With the addition of the flexible tail, the robot climbed down 30 out of a possible 30 steps with 0.71 ± 0.04 stairs/cycle and 1.3 ± 0.7 rotation/cycle. Different from the upward climbing, where the tail was periodically stiffened and relaxed, in these experiments, the tail was configured so that it was fully flexible, i.e., there was no tension in the cables and no periodic motion of the reel. This configuration of the tail made the robot more adaptable to its terrain. When stepping off each step, the tail extends to the point where it is almost entirely vertical. At this instant, the bottom of the tail is in direct contact with the ground (the narrow end piece of the tail). Simultaneously, the front leg springs bend, and the front of the robot makes contact with the ground. However, as the tail still supports the robot, there is little impact felt by it, and there are no deviations from the path. At all other stages, the tail is flexed away from the robot’s body. This allows the tail to continue to offer support when the legs of the robot have moved to a lower step.
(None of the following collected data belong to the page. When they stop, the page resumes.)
PR #691, opened 2021-01-07
allow best legend location; fix matplotlib 3.3 rqmt

petiay:
An explicitly-specified legend location in the lower right of the individual star fit plot sometimes overlapped the legend with a fit line. `matplotlib.legend` can be asked to choose the best location for minimum overlap. A future update can include a legend location option.

The change in the keyword for symlog was based on a MatplotlibDeprecationWarning received just today:
`MatplotlibDeprecationWarning: The 'linthreshy' parameter of __init__() has been renamed 'linthresh' since Matplotlib 3.3; support for the old name will be dropped two minor releases later.`
The latest Matplotlib minor release - [3.3.3](https://pypi.org/project/matplotlib/#history) - took place recently on Nov. 11, 2020, and I believe this is why we may not have run into this issue yet. (I ran into it when testing the legend location option change).

### DIFF
--- a/beast/plotting/plot_indiv_fit.py
+++ b/beast/plotting/plot_indiv_fit.py
@@ -263,7 +263,7 @@ def plot_indiv_fit(filebase, starnum=0, savefig=False, plotfig=True):
         waves, mod_flux_nd[:, 1], mod_flux_nd[:, 2], color="y", alpha=0.1
     )
 
-    #can introduce a legend loc option if 'best' produces overlap
+    # can introduce a legend loc option if 'best' produces overlap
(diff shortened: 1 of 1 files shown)


karllark:
Can you add a description for this PR (you can edit this - it is the "first" comment)?   It is good practice to provide a short description in a PR so that it is clear what is being added/fixed.

One question that came to my mind was why the change to the keyword for the symlog?

petiay:
Good point - commented above.

karllark:
Thanks for the description - now all makes sense!

karllark (approved):
Looks great.

PR #692, opened 2021-01-07
Suppl ast filename

galaxyumi:
Current way of setting the output file names for the supplemented input AST list can cause a problem by making both the BEAST optimized input list and the supplemented input list have the same file names unless you run the 'make_ast_inputs' with 'ast_supplement = False' in the beast_seetings.txt and then run again 'make_ast_inputs' with 'ast_supplement = True'. This is inconvenient for users and might cause unnecessary issue for their ASTs. So I fixed that issue. 

I also update the doc string for the correct usage of the 'make_ast_inputs' with the --suppl_seds option.


cmurray-astro (approved):
LGTM! thanks, Yumi! :)

PR #695, opened 2021-02-24
Fix for the case where f_A = 0.0

karllark:
Currently, if f_A = 0 in any physics grid, a divide by zero error occurs.

### DIFF
--- a/beast/physicsmodel/dust/extinction.py
+++ b/beast/physicsmodel/dust/extinction.py
@@ -570,7 +570,10 @@ class Gordon16_RvFALaw(ExtinctionLaw):
         """
 
         Rv_B = self.BLaw.Rv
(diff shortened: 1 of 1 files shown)


petiay:
So you wouldn’t want to return Rv=2.74 if f_A=0?

karllark:
> So you wouldn’t want to return Rv=2.74 if f_A=0?

The A component is for the MW.  So Rv=3.1 seemed to make more sense.  Doesn't really matter as f_A = 0.0, so the A component isn't used.  But it is calculated (just the way the code works) and so having a non-zero value is needed.  Figured the average for the MW made the most sense for the value to use.

petiay:
Ah, yes. Well, it looks good to me!

petiay (approved):

PR #698, opened 2021-02-25
Allow to indicate the ref image extension number where the WCS info is stored

galaxyumi:
I encountered a case where my reference image has the WCS information in the 0th extension header of a FITS file. However, the BEAST currently assumes the WCS info is always in the first extension of a given reference image. I modified it to allow to explicitly indicate the extension number where the WCS information is stored. I introduced a new parameter 'ast_reference_image_hdu_extension', which needs to be in 'beast_settings.txt' file.


karllark (commented):
What happens if this is not set in the settings file?  Might be good to have a default in that case.

galaxyumi:
Okay. I will make sure that it still works even if this extension parameter is not set in the settings file.

karllark (approved):
Awesome - great!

Without a tail, the robot could traverse on mulch without being significantly affected by the softness of the surface (Figure 10A) compared to its locomotion on a smooth flat surface. However, when the robot encountered organic debris like leaves and fallen twigs, the legs of the robot would drag the debris along, reducing the robot’s velocity (Supplementary Video/5:23-5:34 s). When a flexible tail was added, which exhibited periodic stiffening and relaxation, the robot was more resilient to these obstacles and locomoted at 4.03 ± 0.15 cm/s (Supplementary Video/4:54-5:06 s). The tail’s flexibility allowed it to absorb the impacts of the obstacles and facilitate the robot’s smooth movement.
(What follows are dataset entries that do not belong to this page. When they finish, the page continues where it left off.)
PR #699, opened 2021-03-09
Cleanup toothpick observation model calculation and fix simulate_obs bug

### LINKED ISSUE #697: SFR=0 bins in the age_prior_model
I have a SFH solution for a galaxy, which has zero SFR for some time bins. To simulate multi-band photometry based on this SFH solution, I simply copied all the time bins and corresponding SFRs, including the time bins with a zero SFR, into the age_prior_model parameter in the beast_settings.txt. 

When I executed the following command "beast simulate_obs seds.grid.hd5 noisemodel.grid.hd5 synthetic_phot.fits --compl_filter=F475W --beastinfo_list beast_info.asdf", I got the following error message. The SFR=0 bins might cause zeros (or nan values) in the combined prior and grid weights.

Completeness from HST_ACS_WFC_F475W
/Users/ychoi/Research/beast/beast/observationmodel/observations.py:379: RuntimeWarning: invalid value encountered in true_divide
 curweights /= np.sum(curweights)
Traceback (most recent call last):
 File “/Users/ychoi/anaconda3/bin/beast”, line 33, in <module>
  sys.exit(load_entry_point(‘beast’, ‘console_scripts’, ‘beast’)())
 File “/Users/ychoi/Research/beast/beast/main.py”, line 90, in main
  func(**funcargs)
 File “/Users/ychoi/Research/beast/beast/tools/simulate_obs.py”, line 121, in simulate_obs
  ranseed=ranseed,
 File “/Users/ychoi/Research/beast/beast/observationmodel/observations.py”, line 381, in gen_SimObs_from_sedgrid
  model_indx[gmods], size=nsim_curage, p=curweights
 File “_generator.pyx”, line 644, in numpy.random._generator.Generator.choice
ValueError: probabilities contain NaN

karllark:
The removing of faint input AST sources that were erroneously recovered with real, brighter sources has been updated.  The criteria is now to remove any sources with output/input flux ratios above a threshold (default is 2.0).  Previously, sources were removed based on their absolute flux difference/input flux (default = 0.5).  This was incorrect as it removed all output negative sources, did not remove sources symmetrically, and removed sources that were recovered fainter than the input fluxes.  Used the wrong logic basically. 

The toothpick handling of AST outputs has been cleaned up.  Removed the support for ASTs where the returned measurements are in magnitudes and not fluxes.  This was an old format and is not actually correct and should not be used ever.  So removing it to avoid an future issues.

Fixes a bug in the simulation of observations that was caused by an age having zero SFR.
Closes #697.

Updated plot from `plot_toothpick_details` (using the *st* AST results)

15275_UGCA292 gst fake_plot

### DIFF
--- a/beast/observationmodel/noisemodel/toothpick.py
+++ b/beast/observationmodel/noisemodel/toothpick.py
@@ -73,7 +73,7 @@ class MultiFilterASTs(NoiseModel):
         self.vega_flux = vega_flux
 
     def set_data_mappings(
-        self, in_pair=("in", "in"), out_pair=("out", "vega"), upcase=False
+        self, in_pair=("in", "in"), out_pair=("out", "rate"), upcase=False
     ):
         """
         Specify the mapping directly with the interface to PHAT-like ASTs
@@ -90,22 +90,30 @@ class MultiFilterASTs(NoiseModel):
         for k in self.filters:
             external_in = k.split("_")[-1] + "_" + in_pair[1]
             external_out = k.split("_")[-1] + "_" + out_pair[1]
+            external_out_flag = k.split("_")[-1] + "_flag"
+            external_out_mag = k.split("_")[-1] + "_vega"
             if upcase:
                 external_in = external_in.upper()
                 external_out = external_out.upper()
+                external_out_flag = external_out_flag.upper()
+                external_out_mag = external_out_mag.upper()
             else:
                 external_in = external_in.lower()
                 external_out = external_out.lower()
+                external_out_flag = external_out_flag.lower()
+                external_out_mag = external_out_mag.lower()
             self.filter_aliases[k + "_in"] = external_in
             self.filter_aliases[k + "_out"] = external_out
+            self.filter_aliases[k + "_flag"] = external_out_flag
+            self.filter_aliases[k + "_outmag"] = external_out_mag
 
     def _compute_sigma_bins(
         self,
-        magflux_in,
-        magflux_out,
+        mag_in,
+        flux_out,
+        fluxout_mag=None,
         nbins=30,
         min_per_bin=10,
-        completeness_mag_cut=80,
         name_prefix=None,
         asarray=False,
         compute_stddev=False,
@@ -121,15 +129,14 @@ class MultiFilterASTs(NoiseModel):
 
         Parameters
         ----------
-        magflux_in : ndarray
-             AST input mag or flux
+        mag_in : ndarray
+             AST input mag
 
-        magflux_out : ndarray
-             AST output mag or flux
+        flux_out : ndarray
+             AST output flux
 
-        completeness_mag_cut : float
-            magnitude at which consider a star not recovered
-            set to -1 if the magflux_out is in fluxes (not magnitudes)
+        fluxout_mag : ndarray
+            AST output mag, if present used to remove sources with mag > 90
 
         nbins : int, optional
             Number of logrithmically spaced bins between the min/max values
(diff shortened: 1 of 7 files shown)


galaxyumi:
All the fixes look good to me. One thing it seems wrong is the 'absdiff' calculation in the 'toothpick.py' code. I think we wanted to exclude ASTs when abs(mag_in - mag_out) > 0.75, corresponding to 0.5 < flux_out/flux_in < 2. Current way of the 'absdiff' calculation only covers 0.5 < flux_out/flux_in < 1.5.

karllark:
> All the fixes look good to me. One thing it seems wrong is the 'absdiff' calculation in the 'toothpick.py' code. I think we wanted to exclude ASTs when abs(mag_in - mag_out) > 0.75, corresponding to 0.5 < flux_out/flux_in < 2. Current way of the 'absdiff' calculation only covers 0.5 < flux_out/flux_in < 1.5.

Can you be more specific here?  The code in question I believe is:
```
        if ast_nonrecovered_frac is not None:
            (indxs,) = np.where(flux_out != 0.0)
            absdiff = np.absolute((flux_in[indxs] - flux_out[indxs]) / flux_in[indxs])
            (indxs2,) = np.where(absdiff > ast_nonrecovered_frac)
            flux_out[indxs[indxs2]] = 0.0
```
And is cast is fluxes as magnitudes are not defined for negative fluxes.

galaxyumi:
The current way can't take negative flux into account neither. For example, let's say we inject a star with flux_in=1E-20, and it is recovered with flux_out=-0.5E-20. Then the |flux_out-flux_in|/flux_in is 1.5, which is out of the criteria. Actually, any negative flux_out values won't be make the current criteria because this |flux_out-flux_in|/flux_in ratio will be always greater than 1 for the negative flux_out . Does it make sense?

karllark:
> The current way can't take negative flux into account neither. For example, let's say we inject a star with flux_in=1E-20, and it is recovered with flux_out=-0.5E-20. Then the |flux_out-flux_in|/flux_in is 1.5, which is out of the criteria. Actually, any negative flux_out values won't make the current criteria because this |flux_out-flux_in|/flux_in ratio will be always greater than 1 for the negative flux_out . Does it make sense?

Not yet.  If the value is |flux_out-flux_in|/flux_in = 1.5 and ast_nonrecovered_frac is set to 0.5, then this AST will not be used.  I do not see where you are getting that 0.5 to 1.5 as being rejected and not just anything above 0.5.

karllark:
BTW, looking at the output of plot_toothpick_details.py shows that ASTs with values of |flux_out-flux_in|/flux_in > 0.5 are being rejected.  Hence, my confusion.

karllark:
@galaxyumi Thanks for the video chat.  Understand the problem now.  As discussed on the call, I'm implemented a fix (revised the description of the PR).

beast/observationmodel/noisemodel/toothpick.py
```diff
@@ -375,10 +345,9 @@ def fit_bins(
 
             d = self._compute_sigma_bins(
                 mag_in,
-                magflux_out,
+                flux_out,
                 nbins=nbins,
-                completeness_mag_cut=completeness_mag_cut,
-                ast_nonrecovered_frac=ast_nonrecovered_frac,
+                ast_nonrecovered_ratio=ast_nonrecovered_ratio,
```
galaxyumi, line 350: should this be included as a parameter in the beast_settings? Where can the users set this ratio?

galaxyumi (changes requested):
I left 3 comments for this PR.

beast/observationmodel/noisemodel/toothpick.py
```diff
@@ -175,46 +169,26 @@ def _compute_sigma_bins(
         # check if any NaNs are present, remove if they are
         # NaNs can be present due to the AST pipeline or in cases where
         # there is missing data (e.g., chip gaps)
-        if np.any(np.isnan(magflux_in)):
-            gvals = np.isfinite(magflux_in) & np.isfinite(magflux_out)
-            magflux_in = magflux_in[gvals]
-            magflux_out = magflux_out[gvals]
+        if np.any(np.isnan(mag_in)):
+            gvals = np.isfinite(mag_in) & np.isfinite(flux_out)
```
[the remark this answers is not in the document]
karllark: They shouldn't be.  But in the past this had been an issue.  So, not sure if I should remove this or leave it "just in case."  Thoughts?

beast/observationmodel/noisemodel/toothpick.py
```diff
@@ -175,46 +169,26 @@ def _compute_sigma_bins(
...
+        # a ratio of output/input fluxes.  This removes sources that are below the
         # the faintest detectable flux that are associated with a real nearby
         # source (random chance that happens depending on the source density)
         # based on input threshold ratio
-        if ast_nonrecovered_frac is not None:
+        if ast_nonrecovered_ratio is not None:
             (indxs,) = np.where(flux_out != 0.0)
-            absdiff = np.absolute((flux_in[indxs] - flux_out[indxs]) / flux_in[indxs])
-            (indxs2,) = np.where(absdiff > ast_nonrecovered_frac)
+            absdiff = flux_out[indxs] / flux_in[indxs]
```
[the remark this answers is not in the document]
karllark: Good point.

beast/observationmodel/noisemodel/toothpick.py
karllark: Not sure.  It is a bit of an ad hock parameter and I'm wondering if we should let it be accessible to the general user.  It is possible to change if if you are an expert user via the code.  So, I'm inclined to leave it as it is right now.

beast/observationmodel/noisemodel/toothpick.py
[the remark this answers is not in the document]
galaxyumi: Oh, okay. If this had been an issue before, it would be better to keep it for "just in case".

beast/observationmodel/noisemodel/toothpick.py
galaxyumi: I actually agree with you. Then another question pops out. Why do we want to consider a case where ast_nonrecovered_ratio is None? Not a big deal though. :)

karllark: That case is already included - check out line 188 in the same file.

karllark:
If you are happy with my latest changes, please approve this PR and then I'll merge it.

galaxyumi (approved):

With no tail, the robot traveled extremely slowly (∼ zero speed) over pebbled surfaces. The robot’s legs repeatedly got stuck in gaps between stones due to the legs’ low ground clearance and the body’s pitching. This was compounded by the robot’s eventual entrapment, which resulted from one of its legs becoming firmly lodged between stones, rendering it immobile.

When the robot was tested with a flexible tail that exhibited periodic stiffening and relaxation, the locomotion velocity was increased to 2.04 ± 0.6 cm/s (Supplementary Video/5:07-5:21 s). The legs no longer got stuck due to the movement of the tail and the support it provided. Although the tail occasionally became stuck, the periodic relaxation of the tail allowed it to become dislodged quickly without impeding the robot’s overall performance (Figure 10B).
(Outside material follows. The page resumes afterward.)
PR #700, opened 2021-03-09
remove unused Nfilter parameter in toothpick style model selection

galaxyumi:
The 'NFilter' parameter is not used anymore for the toothpick style model selection. I removed that parameter from the relevant functions. Sorry about a typo in my commit message.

When traveling on sand, the robot’s rear legs did not lift off the surface as expected but instead were dragged along through the sand. This unexpected movement of the robot’s legs disrupted the gait cycle and subjected the rear legs to increased force and twisting, which the robot was not designed to handle (Supplementary Video/5:37-6:10 s). Continued use of the robot on sand would likely lead to fracturing of the legs or body, as well as damage to the rear motor due to the excessive forces being exerted.

In contrast to the issues encountered when the robot traversed a sandy terrain without a tail, adding a flexible tail proved to be an effective solution (Figure 10C). The tail’s ability to provide constant support and its side-to-side passive undulation was clearly visible in the tracks left by the robot (Figures 10C, D). Specifically, the tail enabled the robot to traverse small divots and uneven surfaces with a velocity of 3.45 ± 0.24 cm/s, which it previously could not navigate effectively (Supplementary Video/5:37-6:10 s).